- [ABOUT THIS EXERCISE] Among the lines of the records below, copy those that hold the word "selectors".
⟨
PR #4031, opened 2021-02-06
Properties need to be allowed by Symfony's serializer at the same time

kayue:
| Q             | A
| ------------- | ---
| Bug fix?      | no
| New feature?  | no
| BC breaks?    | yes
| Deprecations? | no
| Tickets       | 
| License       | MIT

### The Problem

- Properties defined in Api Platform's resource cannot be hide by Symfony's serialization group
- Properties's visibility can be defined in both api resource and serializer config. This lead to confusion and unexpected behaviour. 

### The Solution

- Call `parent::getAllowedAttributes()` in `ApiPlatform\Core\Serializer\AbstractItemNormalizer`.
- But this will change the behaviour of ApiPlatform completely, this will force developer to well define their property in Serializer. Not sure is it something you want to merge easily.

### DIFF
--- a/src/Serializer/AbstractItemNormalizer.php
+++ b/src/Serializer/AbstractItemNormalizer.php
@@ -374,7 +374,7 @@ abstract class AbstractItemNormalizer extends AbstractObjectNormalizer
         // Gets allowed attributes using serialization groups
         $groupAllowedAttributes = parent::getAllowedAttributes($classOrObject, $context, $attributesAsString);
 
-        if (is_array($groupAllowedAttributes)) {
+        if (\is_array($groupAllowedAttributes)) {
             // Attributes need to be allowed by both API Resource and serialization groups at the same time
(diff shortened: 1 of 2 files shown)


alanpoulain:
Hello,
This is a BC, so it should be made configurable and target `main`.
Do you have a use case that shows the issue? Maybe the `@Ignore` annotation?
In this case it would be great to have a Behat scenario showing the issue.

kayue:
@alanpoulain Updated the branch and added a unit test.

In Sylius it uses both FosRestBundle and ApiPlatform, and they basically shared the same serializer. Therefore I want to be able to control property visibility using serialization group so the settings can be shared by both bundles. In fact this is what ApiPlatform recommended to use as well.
⟩
⟨
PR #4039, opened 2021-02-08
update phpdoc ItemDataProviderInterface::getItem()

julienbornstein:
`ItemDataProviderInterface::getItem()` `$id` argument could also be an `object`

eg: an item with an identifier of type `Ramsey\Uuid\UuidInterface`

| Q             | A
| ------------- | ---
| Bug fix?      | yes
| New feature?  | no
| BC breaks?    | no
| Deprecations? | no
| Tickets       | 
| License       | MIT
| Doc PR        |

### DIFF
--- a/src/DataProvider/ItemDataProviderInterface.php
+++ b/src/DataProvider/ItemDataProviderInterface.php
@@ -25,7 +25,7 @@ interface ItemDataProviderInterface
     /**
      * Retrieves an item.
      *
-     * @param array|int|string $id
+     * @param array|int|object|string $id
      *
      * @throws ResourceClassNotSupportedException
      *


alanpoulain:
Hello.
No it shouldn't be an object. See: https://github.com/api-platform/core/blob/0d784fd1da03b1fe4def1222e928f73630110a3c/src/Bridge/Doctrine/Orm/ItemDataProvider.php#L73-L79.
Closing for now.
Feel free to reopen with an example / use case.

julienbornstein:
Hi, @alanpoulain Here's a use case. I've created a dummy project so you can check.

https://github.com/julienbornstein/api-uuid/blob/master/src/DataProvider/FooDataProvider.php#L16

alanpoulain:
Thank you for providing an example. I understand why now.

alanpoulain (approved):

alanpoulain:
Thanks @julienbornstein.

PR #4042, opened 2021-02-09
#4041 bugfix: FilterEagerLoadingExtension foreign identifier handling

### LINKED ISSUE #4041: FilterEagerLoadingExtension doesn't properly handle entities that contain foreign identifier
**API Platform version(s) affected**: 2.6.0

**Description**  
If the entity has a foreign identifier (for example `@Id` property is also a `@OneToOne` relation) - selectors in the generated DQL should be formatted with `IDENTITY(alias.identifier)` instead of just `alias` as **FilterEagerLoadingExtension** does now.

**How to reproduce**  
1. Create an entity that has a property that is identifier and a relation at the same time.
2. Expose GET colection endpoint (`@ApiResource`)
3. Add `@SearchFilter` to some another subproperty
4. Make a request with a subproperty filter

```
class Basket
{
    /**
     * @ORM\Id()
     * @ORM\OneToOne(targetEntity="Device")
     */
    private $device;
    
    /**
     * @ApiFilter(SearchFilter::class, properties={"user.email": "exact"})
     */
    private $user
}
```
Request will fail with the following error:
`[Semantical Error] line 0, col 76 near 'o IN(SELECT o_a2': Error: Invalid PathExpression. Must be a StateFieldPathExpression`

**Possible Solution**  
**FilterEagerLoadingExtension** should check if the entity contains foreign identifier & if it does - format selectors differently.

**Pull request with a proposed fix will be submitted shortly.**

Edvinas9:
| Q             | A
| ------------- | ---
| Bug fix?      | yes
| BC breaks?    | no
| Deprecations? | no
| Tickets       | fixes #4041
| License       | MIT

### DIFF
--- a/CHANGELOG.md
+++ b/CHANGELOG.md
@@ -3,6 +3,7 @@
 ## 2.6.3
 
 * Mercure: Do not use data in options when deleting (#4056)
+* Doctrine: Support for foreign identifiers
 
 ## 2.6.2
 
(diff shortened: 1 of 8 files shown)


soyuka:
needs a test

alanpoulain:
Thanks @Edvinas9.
⟩
- [TASK RESULT]
If the entity has a foreign identifier (for example `@Id` property is also a `@OneToOne` relation) - selectors in the generated DQL should be formatted with `IDENTITY(alias.identifier)` instead of just `alias` as **FilterEagerLoadingExtension** does now.
**FilterEagerLoadingExtension** should check if the entity contains foreign identifier & if it does - format selectors differently.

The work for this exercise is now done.